The mobilities of several bipyridinium ions across the hydrocarbon bilayer membranes of dihexadecyl phosphate (DHP) small unilamellar vesicles have been determined by measuring the uptake of C-14-radiolabeled analogs. The N-alkyl-N'-methyl-4,4'-bipyridinium (viologen, CnMV2+) dications and the N-methyl-4,4'-bipyridinium cation were membrane-impermeable. However, the C(n)MV+ radical cations were permeable, provided that the n-alkyl chain length did not exceed 12 carbon atoms.
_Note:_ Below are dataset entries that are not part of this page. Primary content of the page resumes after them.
PR #5551, opened 2026-06-05
feat(python): add GUNTAM Python-callable seeding example

EliMe5:
feat(python): add GUNTAM Python-callable seeding example

Add a PythonCallable seeding mode that allows reconstruction seeding to be
provided by a Python function.

Expose the event-data bindings needed by Python seeders to construct seeds
from Python, including mutable space point proxies, mutable seed proxies,
seed-spacepoint container assignment, and tests for the ownership path.

Add a GUNTAM ONNX seeding example using the OpenDataDetector workflow. The
integration is implemented for GUNTAM, while the PythonCallable interface
and ONNX example structure are intended to support other externally provided
ONNX seeding models as well.

--- END COMMIT MESSAGE ---

This PR adds:

* `SeedingAlgorithm.PythonCallable` support through the reconstruction helpers
* mutable `SpacePointContainer2` / `MutableSpacePointProxy2` bindings
* mutable `SeedContainer2` / `MutableSeedProxy2` bindings, including seed creation and space-point container assignment
* `IndexSourceLink` constructor and `makeSourceLink` bindings in the examples module
* tests for mutable event-data bindings and seed/space-point container ownership
* a GUNTAM ONNX-based PythonCallable seeding example using the ODD workflow

Local validation:

* rebased onto latest `origin/main`
* `pytest Python/Core/tests/test_event_data.py` passed
* `py_compile` passed on both example scripts
* ran `onnx_seeding.py` with a GUNTAM model for 2 particle-gun events, single thread; full chain completed successfully through Fatras, digitization, seeding, CKF, ambiguity resolution, and vertex fitting

cc @benjaminhuth  @Corentin-Allaire


Examples/Scripts/Python/guntam_transformer_seeder.py
```diff
@@ -0,0 +1,183 @@
...
+
+import acts
+import acts.examples
+
+# Geometry acceptance window matching the GUNTAM training domain.
+_R_MAX = 500.0  # mm
+_Z_MAX = 1000.0  # mm
+
+# Avoid z-degenerate triplets, which can make track-parameter estimation ill-defined.
+_Z_EPS = 0.01  # mm
```
Corentin-Allaire: In general I am not a huge fan of global variable. Those could be parameter of _apply_model_acceptance ?

Examples/Scripts/Python/guntam_transformer_seeder.py
```diff
@@ -0,0 +1,183 @@
...
+        self._seeds_handle.initialize(seeds_key)
+
+        sess_options = ort.SessionOptions()
+        sess_options.intra_op_num_threads = num_threads
+        sess_options.inter_op_num_threads = num_threads
+
+        self._session = ort.InferenceSession(
+            model_path,
+            sess_options=sess_options,
+            providers=["CPUExecutionProvider"],
```
Corentin-Allaire: You probably could add an option to switch between CPU and GPU ?

Examples/Scripts/Python/guntam_transformer_seeder.py
```diff
@@ -0,0 +1,183 @@
...
+        container = acts.SeedContainer2()
+        container.assignSpacePointContainer(sp)
+        seed = None
+        for triplet, score in zip(seeds_v, scores_v):
+            sp_indices = [int(orig_idx[j]) for j in triplet]
+            seed = container.createSeed()
+            seed.quality = float(score)
+            seed.vertexZ = 0.0
+            seed.assignSpacePointIndices(sp_indices)
+
```
Corentin-Allaire: Not sure if it is an issue but it could probably be vectorised. By first creating a list of seed of the size of triplet then doing a for each ?

You could also add a score filter here. Usually I only keep score> 0.35 and It removes a lot of fakes.

Corentin-Allaire (commented):
Here are a few comments on the PR. One thionk I am not 100% sure is if we want to push `Examples/Scripts/Python/onnx_seeding.py` as is to the repo ?

Python/Core/src/EventData.cpp
andiwand, line 1: shall we split the binding changes out in to a separate PR? I imagine we can merge these in separately without lots of iterations

andiwand:
drafting for now until we have a conclusion on https://github.com/acts-project/acts/pull/5571 which takes load off the gitlab ci

benjaminhuth:
@EliMe5 Can we disentangle https://github.com/acts-project/acts/pull/5571 and this PR? i.e., one only introducing the necessary bindings with the current ownership model here, and then adding the guard features later in a PR?

EliMe5:
> @EliMe5 Can we disentangle #5571 and this PR? i.e., one only introducing the necessary bindings with the current ownership model here, and then adding the guard features later in a PR?

@benjaminhuth I could try, but the code requires some of the guardrails (particularly the missing `py::keep_alive` I added), which would be hard to untangle with the other changes and bloat this pull request a bit.

benjaminhuth (approved):
Looks good! Only minor comment (maybe also a bit matter of taste): I think right now it onnx_seeding.py suggests some generality which it does not have, its really just running guntam. So maybe merging the two py files into one called `guntam_transformer_seeder.py` makes sense? 
But not critical.

PR #5557, opened 2026-06-07
ci: Turn on Arrow plugin in CI

paulgessinger:
Probably a good idea to actually turn this on in CI 🙈


Plugins/CMakeLists.txt
```diff
@@ -18,4 +17,15 @@ add_component_if(Root PluginRoot ACTS_BUILD_PLUGIN_ROOT)
 add_component_if(DD4hep PluginDD4hep ACTS_BUILD_PLUGIN_DD4HEP)
 add_component_if(EDM4hep PluginEDM4hep ACTS_BUILD_PLUGIN_EDM4HEP)
 
+# Arrow must be registered last. When the examples are built, the Arrow plugin
+# absorbs the Examples/Io/{Arrow,Parquet} converter object files and therefore
+# links Acts::ExamplesFramework, which is dragged into the ActsPluginArrowTargets
+# export set. ExamplesFramework publicly links other Acts components
```
AJPfleger:
```suggestion
# export set. ExamplesFramework publicly links other ACTS components
```

CMakeLists.txt
```diff
@@ -349,7 +349,7 @@ set(_acts_covfie_version 0.15.2)
 set(_acts_vecmem_version 1.24.0)
 set(_acts_annoy_version 1.17.3)
 set(_acts_fastjet_version 3.4.1)
-set(_acts_arrow_version 23.0.0)
+set(_acts_arrow_version 21.0.0)
```
AJPfleger, line 352: why downgrade the min version?

paulgessinger: I was trying to see if we can use a low enough version to get away with LCG builds, but we can't. This version should be the lowest actual Arrow version that we can compile against.

AJPfleger (approved):

PR #5558, opened 2026-06-08
fix: spatial grid accelerator intersection

niermann999:
Handle missed intersections in the spatial grid acceleration structure by instead reverting to projecting the ray origin onto the grid multi-axis. Also adds a number of assertions to make finding issues of a similar sort easier in the future.

--- END COMMIT MESSAGE ---


Detray/core/include/detray/navigation/accelerators/spatial_grid.hpp
```diff
@@ -115,13 +117,33 @@ class spatial_grid_impl : public grid_t {
...
+    // Use ray origin as query position
+    if (!is_inside) [[unlikely]] {
+      // In case the intersection results come in local coordinates
+      if constexpr (std::same_as<decltype(intr_point), query_type>) {
+        intr_point =
+            frame_t::global_to_local(trf, tangential.pos(), tangential.dir());
+      } else {
+        intr_point = tangential.pos();
+      }
     }
```
andiwand, line 147: how can this happen?

looks a bit like a case of the input being already malformed and then we patch it up with a backup plan

niermann999: In backward propagation (so going through a cylinder from the outside in) when the tangential passes outside the cylinder radius, it will miss the cylinder altogether. This results in a negative descriminator in the intersector and the intersector will issue an invalid result.

andiwand: not sure if I get it. in ACTS we handle this by having multiple solutions for the intersection and keep track of them by using a stable index.

andiwand (approved):

Detray/core/include/detray/navigation/accelerators/spatial_grid.hpp
niermann999: There is no geometric solution in this case, the ray just misses the cylinder

andiwand: I see but why would we deal with that in the grid then? shouldn't the intersection just report that there is not valid solution? and we do not probe the grid then

niermann999: I know the track hit a sensitive in the forward pass and we are missing the grid because the tangential is a linear approximation to a highly bent track (pT of 0.5 GeV). So I decided to give it a chance, but I only checked that it stops segfaulting, tbh

Also, I have no abstract interface between the grid and the neighbourhood search code, so I would need to have the grid return an empty in-place bin neighbourhood range object for it. I think, it might be better trying to do the same, homogeneous workload across all threads and just intersect surfaces?

andiwand: right this is what I meant with patching it up in the wrong place. I don't think this should happen in the first place. if the surface was discovered in the forward direction but fails due to tangential cylinder approach during the backward pass, I think there is another problem lurking somewhere causing the observed behavior.

niermann999: The track state is valid (so no `nan`, `inf` etc), but I am indeed not sure if the KF returned a correct track state or if e.g. the direction and position are inaccurate. Anyway, this should make the propagation resilient in such an event.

Diffusion rates obeyed a simple first-order rate law; rate constants for n = 1 and n = 6 were nearly identical, and the constant for n = 12 was about 3-fold lower. From these values and the measured diffusion potential, the permeability coefficient of the N,N'-dimethyl-4,4'-bipyridinium radical cation was estimated to be 2 X 10(-8) cm s-1 at 23-degrees-C. When n = 16, radiolabel exchange was biphasic, with the major fraction of DHP-bound C16MV+ undergoing no transmembrane diffusion. This behavior confirms earlier suggestions, based upon the dynamics of viologen-mediated transmembrane redox reactions, that the short-chain viologens act as mobile charge relays, whereas the long-chain congeners transfer charge primarily by electron tunneling.